Impact of collaboration network on care costs: an integrated healthcare analysis
摘要
While prior research on inpatient care costs has primarily focused on patient- and clinical-level factors, limited empirical attention has been given to how physician collaboration shapes cost outcomes. Few studies have examined this relationship using social network analysis at the micro level. This study investigates how collaboration networks influence care costs, the mechanisms through which these effects occur, and the moderating role of attending physicians’ workload. The structure of collaboration networks determines how efficiently information is shared and decisions are made, which in turn influences healthcare costs. Physicians’ centrality within the network impacts their ability to access information and facilitate knowledge transfer, with higher centrality promoting better collaboration, reducing redundancies, and improving decision-making. Using digital trace data from a hospital in China, we employed social network analysis to identify collaborative networks and fitted a log-linear model to examine the association between these networks and healthcare costs. The results demonstrate that degree and closeness centrality of the attending physicians are negatively correlated with hospitalization cost. In contrast, betweenness centrality was found positively correlated with hospitalization cost.
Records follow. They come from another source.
PR #1327, opened 2022-08-08
Avoid usage of the word request

unmultimedio:
It conflicts with the incoming `request` param
https://github.com/bufbuild/core/pull/5512#discussion_r940518909

Unblocking `make bufupgrade`.

bsr-409


pkwarren (approved):

stefanvanburen (approved):

proto/buf/alpha/registry/v1alpha1/studio_request.proto
```diff
@@ -77,7 +77,7 @@ message CreateStudioRequestRequest {
 // CreateStudioRequestResponse returns the created StudioRequest.
 message CreateStudioRequestResponse {
   // Created Studio Request.
-  StudioRequest request = 1;
+  StudioRequest created_request = 1;
```
bufdev, line 80: why not name them both `studio_request`

unmultimedio: Given it's already typed (we already know it's a `StudioRequest`), thought it would give more useful context to named them after the operation.

PR #1328, opened 2022-08-09
add --override-remote flag to plugin push

pkwarren:
Update the 'buf alpha plugin push' command to add an '--override-remote'
flag to allow building/publishing a plugin to another BSR instance
(without requiring changes to the 'buf.plugin.yaml' file).

### DIFF
--- a/make/go/dep_golangci_lint.mk
+++ b/make/go/dep_golangci_lint.mk
@@ -7,9 +7,9 @@ $(call _assert_var,CACHE_VERSIONS)
 $(call _assert_var,CACHE_BIN)
 
 # Settable
-# https://github.com/golangci/golangci-lint/releases 20220517 checked 20220520
+# https://github.com/golangci/golangci-lint/releases 20220804 checked 20220808
 # Check for new linters and add to .golangci.yml (even if commented out) when upgrading
-GOLANGCI_LINT_VERSION ?= v1.46.2
+GOLANGCI_LINT_VERSION ?= v1.48.0
 
 GOLANGCI_LINT := $(CACHE_VERSIONS)/golangci-lint/$(GOLANGCI_LINT_VERSION)
 $(GOLANGCI_LINT):
--- a/private/buf/cmd/buf/command/alpha/plugin/pluginpush/pluginpush.go
+++ b/private/buf/cmd/buf/command/alpha/plugin/pluginpush/pluginpush.go
@@ -26,6 +26,7 @@ import (
 	"github.com/bufbuild/buf/private/bufpkg/bufplugin/bufplugindocker"
 	"github.com/bufbuild/buf/private/pkg/app/appcmd"
 	"github.com/bufbuild/buf/private/pkg/app/appflag"
+	"github.com/bufbuild/buf/private/pkg/netextended"
 	"github.com/bufbuild/buf/private/pkg/netrc"
 	"github.com/bufbuild/buf/private/pkg/storage"
 	"github.com/bufbuild/buf/private/pkg/stringutil"
@@ -41,6 +42,7 @@ const (
 	errorFormatFlagName     = "error-format"
 	disableSymlinksFlagName = "disable-symlinks"
 	targetFlagName          = "target"
+	overrideRemoteFlagName  = "override-remote"
 )
 
 // NewCommand returns a new Command.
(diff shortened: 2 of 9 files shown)


private/buf/cmd/buf/command/alpha/plugin/pluginpush/pluginpush.go
```diff
@@ -110,6 +118,11 @@ func run(
 	if err := bufcli.ValidateErrorFormatFlag(flags.ErrorFormat, errorFormatFlagName); err != nil {
 		return err
 	}
+	if len(flags.OverrideRemote) > 0 {
+		if _, err := netextended.ValidateHostname(flags.OverrideRemote); err != nil {
```
pkwarren, line 122: This feels like good validation to perform on this arg - I'm sure Docker performs similar validation on the remote.

private/bufpkg/bufplugin/bufplugindocker/docker.go
```diff
@@ -34,8 +34,13 @@ import (
 	"golang.org/x/sync/errgroup"
 )
 
-// pluginsImagePrefix is used to prefix all image names with the correct path for pushing to the OCI registry.
-const pluginsImagePrefix = "plugins."
+const (
+	// DefaultTarget is the default target architecture for Docker images.
+	DefaultTarget = "linux/amd64"
```
pkwarren, line 39: Exported this so we can include the default in the usage statement.

private/bufpkg/bufstudioagent/bufstudioagent_test.go
```diff
@@ -84,6 +84,7 @@ func testPlainPostHandler(t *testing.T, upstreamServer *httptest.Server) {
 		request.Header.Set("Foo", "foo-value")
 		response, err := agentServer.Client().Do(request)
 		require.NoError(t, err)
+		defer response.Body.Close()
```
pkwarren, line 87: New lint failures.

private/pkg/transport/http/httpclient/httpclient_test.go
```diff
@@ -44,8 +44,9 @@ func TestProxy(t *testing.T) {
 	require.NoError(t, err)
 	resp, err := client.Do(req)
 	require.NoError(t, err)
+	defer resp.Body.Close()
 	require.Equal(t, http.StatusOK, resp.StatusCode)
-	respBody, err := ioutil.ReadAll(resp.Body)
+	respBody, err := io.ReadAll(resp.Body)
```
pkwarren, line 49: New lint failures.

make/go/dep_golangci_lint.mk
```diff
@@ -7,9 +7,9 @@ $(call _assert_var,CACHE_VERSIONS)
 $(call _assert_var,CACHE_BIN)
 
 # Settable
-# https://github.com/golangci/golangci-lint/releases 20220517 checked 20220520
+# https://github.com/golangci/golangci-lint/releases 20220804 checked 20220808
 # Check for new linters and add to .golangci.yml (even if commented out) when upgrading
-GOLANGCI_LINT_VERSION ?= v1.46.2
+GOLANGCI_LINT_VERSION ?= v1.48.0
```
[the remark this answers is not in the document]
mfridman:
```
==> Upgrading 1 outdated package:
go 1.18.4 -> 1.19
```

I guess that makes 2

private/bufpkg/bufplugin/bufpluginconfig/config.go
```diff
@@ -77,6 +87,16 @@ func newConfig(externalConfig ExternalConfig) (*Config, error) {
 			if err != nil {
 				return nil, err
 			}
+			if len(opts.overrideRemote) > 0 {
```
mfridman, line 90: Should the `bufpluginref` handle overriding the remote (maybe with a functional option passed via the `PluginReferenceForString` and co.), or did you want to scope the override to `bufpluginconfig` only?

mfridman (approved):

private/bufpkg/bufplugin/bufpluginconfig/config.go
pkwarren: Added some utility functions to extract this logic out of the main loop, but I did want to keep this close to `bufpluginconfig` to start since we really only want to perform this transformation when rewriting the ExternalConfig. If we find in the future we need to have more places that transform a PluginIdentity like this, I agree that extracting it out to that package will be better.

PR #1329, opened 2022-08-09
Add organization-level "Machine" role

stefanvanburen:
This role will only be available in environments that are configured for it, hence the comment.


proto/buf/alpha/registry/v1alpha1/role.proto
```diff
@@ -29,6 +29,8 @@ enum OrganizationRole {
   ORGANIZATION_ROLE_OWNER = 1;
   ORGANIZATION_ROLE_ADMIN = 2;
   ORGANIZATION_ROLE_MEMBER = 3;
+  // ORGANIZATION_ROLE_WRITER is not supported in certain environments.
+  ORGANIZATION_ROLE_WRITER = 4;
```
cyinma, line 33: I am thinking if `Writer` going to be too close to a specific resource role (write) and not giving us any flexibility on that in future when we have any new decision (new role etc), will it be better if this is called `Contributor`?

stefanvanburen: yeah, I could go either way: with "Writer" we're really descriptive but less flexible; in the future if we needed to change things I'd expect us to add another role. With "Contributor" we're less descriptive but more flexible.

seankimdev: Just adding a comment while passing by; we currently refer to the users who have been given organization's repository access as "Outside Contributors." Although, since this new role will only be available to single tenant customers, where outside contributors wouldn't exist, it may be okay...? but just thought it's worth noting.

proto/buf/alpha/registry/v1alpha1/role.proto
```diff
@@ -29,6 +29,8 @@ enum OrganizationRole {
   ORGANIZATION_ROLE_OWNER = 1;
   ORGANIZATION_ROLE_ADMIN = 2;
   ORGANIZATION_ROLE_MEMBER = 3;
+  // ORGANIZATION_ROLE_WRITER is not supported in certain environments.
```
robbertvanginkel, line 32: This comment is isn't helpful and imo will only evoke questions. We don't describe any of the impact/availability of any of the other roles and I don't think we should start with one off comments like this.

I think it is fine if people attempt to use this and receive an error message if the role isnt available in the instance.

proto/buf/alpha/registry/v1alpha1/role.proto
robbertvanginkel: Given the comment in  the design doc 

> We’ve envisioned this role as being assignable to a bot user that would be the only user within an organization (minus owners and admins) that can push to a repository — for example, in CI, after a merge to master

Maybe we just name this `ORGANIZATION_ROLE_{MACHINE,BOT,CI}`?

proto/buf/alpha/registry/v1alpha1/role.proto
stefanvanburen: removed 👍

proto/buf/alpha/registry/v1alpha1/role.proto
stefanvanburen: Out of those, I think `MACHINE` sounds the best. ("The Machine role has write access to all organization resources, regardless of base resource roles."). But it does have a similar issue of being less general in terms of the type of users it implies, given that it sounds like it should only be assigned to non-human accounts.

cyinma: both have their limitation, naming it `MACHINE` will give us flexibility on defining what that role can do to resources, and potentially we might be able to allow user to configure this in their organization in future just like base role, but yeh it will not make sense when someone assign it to a human account.
I personally like `MACHINE` more just because it's completely separated with the resource role, and is more aligned with another role `MEMBER`

stefanvanburen: I'm convinced! Changed this from "Writer" to "Machine".

robbertvanginkel (approved):

cyinma (approved):

PR #2820, opened 2024-03-18
Port buf to use protoplugin

bufdev:
Description and motivation to come soon.


private/buf/cmd/protoc-gen-buf-lint/lint.go
```diff
@@ -26,48 +26,29 @@ import (
...
-	)
+	protoplugin.Main(protoplugin.HandlerFunc(handle))
 }
 
 func handle(
 	ctx context.Context,
-	container app.EnvStderrContainer,
-	responseWriter protoplugin.ResponseBuilder,
-	request *pluginpb.CodeGeneratorRequest,
+	pluginEnv protoplugin.PluginEnv,
```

Additionally, we find that centrality metrics help reduce diagnostic and treatment costs by enhancing information exchange and clinical decision-making. Furthermore, the workload of attending physicians significantly impacted the relationship between collaboration network centrality and care costs. Specifically, the combined effect of an attending physician’s degree and workload has an additional negative impact on hospitalization costs. The interaction between betweenness centrality and workload was found to be positively correlated with hospitalization costs. As the healthcare industry continues to evolve towards more collaborative and integrated models, these findings contribute to guiding effective and cost-efficient healthcare delivery.